如同一只温热柔软的嘴巴在慢慢地吮吸着他的巨物。

不是有意识的。

太皇太后的意识已经模糊在了睡眠的边缘。

是她的身体在无意识中学会了这个动作。

经过一整日反复的、持续的、密集的抽插刺激后,她那具七十一年来从未经历过如此密集性爱的苍老身体,终于在疲惫与快感的反复冲刷下产生了条件反射般的适应。

穴肉学会了配合。

学会了吸。

学会了绞。

学会了在巨物深入时主动放松迎接,在巨物退出时主动收缩挽留。

不仅是穴肉。

在今日午后的某一刻,当李四猛力抽插时,张三清晰地看到太皇太后的腰肢在某几下特别猛烈的贯穿中微微向上抬了一下。

只有一两分。

幅度极小。

但方向是明确的。

向上。

迎合。

她的腰在某些瞬间会不由自主地迎上来配合抽插的节奏。

而她的乳头。

今日第三次被张三含住啃咬吸吮时,张三舌尖舔过乳头顶端的马眼状小孔时,他尝到了一丝极淡的……液体。

不是奶水。

是乳头在持续的暴力刺激下开始渗出的一种透明的、极微量的液体。

一种身体被过度刺激后产生的生理反应。

这些变化,太皇太后自己或许还没有意识到。

或许意识到了但假装没有意识到。

但张三知道。

她的嘴很硬。

一整天不肯说一个”好”字、一个”要”字、一个”再”字。

但她的屄,已经诚实了。

张三趴在太皇太后身侧,巨物插在她体内,感受着她穴肉缓缓吸绞的律动,那张枯槁的老脸上浮起了一个满足的、贪婪的、如同老猎人看着落入陷阱的猎物般的笑容。

他的嘴巴凑近了太皇太后已经阖上眼睛昏昏欲睡的耳根,用只有自己能听见的气声说了一句:

“老太君嘴上说不要,屄可把小的咬得舒坦极了。

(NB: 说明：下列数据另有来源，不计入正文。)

PR #1709, opened 2024-04-04
Fix translation issue for sites with a single non-root language different from English

### LINKED ISSUE #1556: UI text not translated when creating a multilingual site with only one locale

0.20.1

4.4.4

npm

Mac

Brave

### Describe the Bug

If I create a multilingual site with only one non-English locale like this, the UI text (like "On this page") is not translated, but always English instead.

```js
defaultLocale: 'de',
locales: {
    de: {
        lang: 'de',
        label: 'Deutsch'
    }
},
```

As soon as I add another locale, for example `fr`, the UI text of the `de` locale is correctly translated to German.

Why am I trying to create a multilingual site with only one locale in the first place? I want to prepare for translations in the future.

https://stackblitz.com/edit/github-4oxm53?file=astro.config.mjs

You have to visit `/de/` in Stackblitz manually. For some reason, the redirect from `/` to `/de/` doesn't seem to work in Stackblitz - in my local installation, it does.

### Participation

HiDeoo:

- Changes to Starlight code

#### Description

- Closes #1556

This pull request fixes a UI strings translation issue for sites configured with a single non-root language different from English. In such case, the UI strings were not being translated correctly and were being displayed in English.


packages/starlight/utils/user-config.ts
delucis, line 1: I’m wondering if the more logically “correct” fix here is actually in the second return statement rather than changing the `if()` block.

```diff
-				...locales?.root,
+				...locales?.[defaultLocale || 'root'],
```

That helps keep the separation of the first block handling genuinely multilingual sites with the default return handling the monolingual case, even if that default is not `root`.

But maybe there’s something I’m not accounting for?

delucis (commented):
Thank you for tackling this @HiDeoo! 💖

packages/starlight/utils/user-config.ts
HiDeoo: > But maybe there’s something I’m not accounting for?

I don't think so, at least, I did not see the separation this way. I saw it more as "having a `locales` option configured" vs "not having one".

One benefit of the approach of the PR is we get the validation out-of-the-box just like when we use the `locales` option. For example, if we take the following configuration:

```
locales: {
  fr: { label: 'English', lang: 'fr' }
},
```

This configuration is technically invalid because there is no root locale and no `defaultLocale` set but this would not error out with the suggested approach and the site would be in English.

With the current approach of the PR, we get:

> Could not determine the default locale. Please make sure `defaultLocale` in your Starlight config is one of "fr"

delucis: Ah yes, I didn’t really think of people misconfiguring this — just the `defaultLocale: 'fr', locales: { fr: ... }` case. A better error message is definitely preferable.

I guess why I considered my suggestion as “logically” correct is that the two returned objects are for two different scenarios — monolingual and multilingual — and I’m privileging output over input shape here as the schema is designed to normalize for output usage and not necessarily to reflect the input shape (not sure if I’m even making sense here, but that’s how it is in my head).

It’s mostly subtleties though, like `locales` being `undefined` in monolingual sites. The one obvious place where you had to adapt was `isMultilingual` no longer being defined statically. I think in practice that doesn’t change anything in Starlight code, because `isMultilingual` is used as the discriminator to see if `locales` is defined and this doesn’t change that (only that now sometimes `locales` is defined even when `isMultilingual` is false).

HiDeoo: > It’s mostly subtleties though, like locales being undefined in monolingual sites.

That's interesting, I saw this specific case as being monolingual while having a locale defined (which reflects in the tests I wrote). So interesting to see how our minds can see things differently while looking at the same problem.

I guess we can hoist or refactor the default locale validation, switch to the approach you suggested (and update the tests as the locale would now be `undefined`). I guess that would make more sense if we want to favor the the output like you mentioned rather than the input (even tho my head is still trying to battle this somehow ^^). Does that sound good to you?

delucis: I mean, the current fix is better than the bug! 😄 

I’d personally like that, but not if it feels wrong to you. I generally think of the schema as a processing layer that outputs a clean and consistent output shape for our more complex APIs so that internal code can do as little work as possible to understand it. So that’s what I mean by “privileging output over input” — the schema + transform is the glue that converts a user-friendly API shape to an internal code-friendly shape. That said, I’m not sure the processed i18n config is as clean as it could be — there’s a lot of `lang ?? locale` type stuff all over our codebase 😅

HiDeoo: Oh no, definitely does not feel wrong otherwise I would have not suggested to change it. It's just the fact that I saw that in a different way at first ^^

Not gonna have the time to refactor that today but will get to it asap :thumbsup:

HiDeoo: Ok, just updated the PR with the following:

- Use the suggested approach
- Hoist the validation step to always get a meaningful error message when the default locale cannot be inferred
- `defaultLocale.locale` is no longer always `undefined`, as in this specific case we need to keep a reference to it (as it's not a key in `locales` compared to the previous approach) so that `slugToLocale()` can use it if needed

Note that I did not add new tests for this change as the previous attempt had slugs tests which broke when switching to the new approach and got fixed with the new `defaultLocale.locale` and `slugToLocale()` changes.

HiDeoo: Just updated the PR to revert the refactor. I also added a bit of comments to describe a bit more the 2 branches, but not sure if it helps a lot (but like we discussed on Discord, this may need to be revisited to improve the output format to better handle all the possible cases and simplify the internal logic).

delucis (approved):
Thanks for the back and forth on this one @HiDeoo! LGTM! 🚀

sschultze:
Thank you @HiDeoo , this works perfectly!

PR #1713, opened 2024-04-05
docs: sort icons alphabetically

HiDeoo:

- Something else!

#### Description

This pull request address this [Discord message](https://discord.com/channels/830184174198718474/1070481941863878697/1225768815397310574):

> Would you be open to sorting the icons alphabetically? I surf on mobile and tablet a lot and not easy to find a specific icon when it's not sorted. Find functionality is too many steps on mobile

Until we get a better story for icons in the documentation, some search feature, etc., I think this is a good idea. This PR sorts the icons alphabetically (always using the same locale to ensure a consistent order in all languages which I think makes sense in this specific case).

### DIFF
--- a/docs/src/components/icons-list.astro
+++ b/docs/src/components/icons-list.astro
@@ -2,7 +2,9 @@
 import { Icon } from '@astrojs/starlight/components';
 import { Icons } from '../../../packages/starlight/components/Icons';
 
-const icons = Object.keys(Icons) as (keyof typeof Icons)[];
+const icons = [...(Object.keys(Icons) as (keyof typeof Icons)[])].sort((a, b) =>
+	a.localeCompare(b, 'en')
+);
 ---
 
 <div class="icons-grid">


delucis (commented):
Thanks @HiDeoo! This is a bit of a tricky one. While alphabetical order superficially seems nice, I do have a few concerns:

- It’s a bit inconvenient to have to skip all the `seti:` icons to get to the icons later in the alphabet.
- Alphabetical sorting breaks up logically associated groups (although these are very implicit currently). For example, the down-, right-, and up-caret icons are currently displayed together but scattered through the list when sorted alphabetically. (There’s an argument that maybe they should have been named `caret-down`, `caret-right`, etc.) More conceptually, the “brand” icons are currently mostly together, but this change breaks them up.

So I guess, I’m uncertain this change is a net positive or whether there are quick wins here. I have an old branch where I started work on using Unicons’ category metadata to group icons that might be better to dust off.

HiDeoo:
This is indeed tricky.

By looking at various popular icons set libraries, I guess the most common approach seems to be:

- all by alphabetical order by default
- category list always visible
- possibility to filter by category (and still keep the alphabetical order)
- search feature

Considering we only have a list right now with no visible categories, I think I would still categorize this as a better temporary improvement.
Altho, I'm not against skipping this entirely and aiming for a more robust solution right away (I could also take a look at your old branch if it's not something you have the time to prioritize right now).

HiDeoo:
I am going to close this PR, it did not get any traction so I think it is safe to assume we can take the time to skip it and later implement it in a more efficient way.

”

太皇太后没有回应。

或许她已经睡着了。

或许她听到了但选择了假装没听到。

但在张三说完那句话后的两三息间,她穴道内壁的吸绞……明显紧了一下。

然后又松开了。

如同一只被说中了心事的蚌,下意识地缩了一下又装作若无其事地松开。

张三无声地嘿嘿笑了。

第二日。

太皇太后口中的尊严仍在。

但她身下那道数十年紧锁的门户,已经悄然学会了张合吞吐。